Great Feats Of Alexander The Great

From the cradle, Alexander, the son of King Philip II, was a born leader in Pella, Macedonia (356 BC). From his days of martial arts training, the young prince showed exemplary leadership skills that earned him the alias, “The Great.” Following the death of the ruling king, the crown prince battled with internal opposition and emerged victorious in the first face of his reign.

He had Greece under his control while aiming for the conquest to acclaim Achaemenid. After his successful reign, the commander had the countryside covering a 5.2m square kilometers landscape (the strongest and famous rule in history). These are great feats of Alexander the Great – recording his befitting military campaign, exemplary leadership skills, and strategies with which he ran the powerful Greek people.

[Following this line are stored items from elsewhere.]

PR #690, opened 2022-03-03
Add density and sum of population by RSU

ebocher:
Compute the density and the sum of population by RSU from the pop indicator available at building scale


j3r3m1 (approved):
what a change !

PR #700, opened 2022-03-11
Fix UTRF name to be aligned with the documentation

ebocher:
This PR change all urban typology references to the new term UTRF.
These changes required to update all training data and the RF models : URTF and OSM Building

about #590


ebocher:
This PR cannot compile with github action because it uses a model not yet deployed.
So I merge it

#I: The Chaeronea Battle And Defeat Of Sacred Band (338 BC)

This is recorded as one of the greatest accomplishments of Alexander because his father’s reign attracted a lot of threats from a few states in Greece. Primarily, the pressure from Thebes and Athens fueled the Chaeronea battle in 338BC right in Greece’s central (Boeotia). Being a young prince of barely 18 years, he played an important role by strategically leading the left-wing troops as he secured victory.

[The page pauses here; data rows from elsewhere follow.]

Issue #704, opened 2022-03-18
WRF indicators


j3r3m1:
To run WRF, the following urban characteristics should be calculated (according to [Chen et al. 2022](https://www.frontiersin.org/articles/10.3389/fclim.2021.771441/full), Table 1):

- [x] Mean building height: already calculated and rasterized ("BUILDING_HEIGHT")
- [x] Distribution of building heights: has to be done since slightly different from the "roofAreaDistribution()" Process
- [x] Area weighted mean building height: calculated (weightedAggregatedStatistics() Process) but not rasterized, should be rasterized using the same method as "BUILDING_HEIGHT")
- [x] Standard deviation of building height: already calculated and rasterized ("BUILDING_HEIGHT")
- [x] Plan area fraction: already calculated and rasterized ("BUILDING_FRACTION")
- [x] Building surface to plan area ratio: simple sum of two already calculated and rasterized indicators ("BUILDING_FRACTION" and "FREE_EXTERNAL_FACADE_DENSITY") -> a new indicator (and IProcess) should be created "BUILDING_SURFACE_FRACTION"
- [x] Frontal area index: the same as the "projectedFacadeAreaDistribution()" Process but when buildings are cutted by the cells... It seems this indicator is a fraction of the plan area and that it should also be divided by the height of the bin.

He led the Calvary wing, which defeated the indestructible Sacred Band of Thebes. This victory did not only make his father a proud ruler but also placed the city in a commanding position. Of course, the victory of the elite corps paved the way for his future reign in Greece. Making the citizens of his city and its surroundings highly expectant of the next battle he would lead.

#II: Series Of Wars Leading To Control Over Greece (335 BC)

Before the great Alexander began his Asian campaign, he had a strategy to secure his Northern frontiers. Following this strategy, he headed north this year and defeated the Thracian revolt led by the rulers of Glaukias, Illyria, Taulantii, and others. These were the first few wars that began the short series of swift battles emerging his reign over Greece. As the king of Macedonia, he led the troops that kept Thebes in its place after revolving again.

The stories of the numerous victories of the Persian empire army spread across cities to Egypt. Victory from these battles finally brought the whole of Greece to their senses as they accepted his rule over them. In the space of two years, he emerged the commanding and control of Greece. The outcome of these two years reassured his plans and efforts in Asia.

#III: Battle Of The Granicus River – The Conquest Of Achaemenid I (334 BC)

The first battle over the Achaemenid founded by Cyrus was termed ‘Battle of the Granicus River.’ As Alexander sailed, several Satrap troops patiently awaited his arrival at the town of Zelea. The two forces crossed paths and fought at the shore of River Granicus. Alexander being a strategic thinker, already took advantage of their numbers over the satraps as they immersed their chariots into the soil.

For the next few battles, he and his army leveraged on this technique near the River Granicus when fighting other wars. He strategically pressed the left with briskness, drove a direct hole through the enemy’s squad with his wedge formation, as he made his final strike to their army. This technique earned Alexander the lives of a few nobles by either his sword or his companions.

#IV: Battle Of Issus – The Conquest Of Achaemenid II (333 BC)

The actions of Darius III in cutting out the Greek line of supply instigated the battle of Issus. King Darius put together one of his largest warriors, setting up war with Alexander’s troops in the south of Issus. Since Darius wasn’t as strategic as the opponent has always been, he never envisaged the river advantage. He took the battle near river Pinarus where Alexander was obviously on favorable ground.

With this much advantage handed to the Greek army, they attacked Darius and his fighters from the left side up to the hill. Thankfully for Darius and his army, they settled for a retreat at the slightest opportunity handed to them by the opposition. The elite Calvary and Alexander then launched a massive attack on their forces, which made them flee. This battle was recorded as one of his breakthroughs that led to his campaign over Persia.

#V: Battle Of Gaugamela – The Conquest Of Achaemenid III (331 BC)

Crossing the Euphrates and Tigris led Alexander closely to the heart of Achaemenid. At this time, Darius The Third had a massive force awaiting him from his east satraps. The two forces had face-to-face combat that resulted in the infamous Battle of Gaugamela. As expected, the king had a plan for the division of his forces; he set them apart into equal halves. Making one half to the right commanded by himself, and the other to the left led by his friend, Parmenion.

For the wrong reasons, Darius was found right in the center of the king’s infantry. As though it has been planned for years, the Greek forces attacked the center of their opponents. Since the center was now the weakest link of the opposition, Alexander formed a wedge around the force. When the line collapsed, Darius wasn’t left with that much of a choice than to flee like his predecessor with his heavy losses.


The reign of Alexander and his army held a glorious terrain that is still very much alive today. Irrespective of the numerous oppositions he faced by the rulers of Persia, the king stood strong as he commanded his troops to victory most times. The Phalanx was one major instrument used by his forces in breaking the tactical defense mechanism set by his opposition. To date, history still keeps a strong record and reference to his leadership and achievements.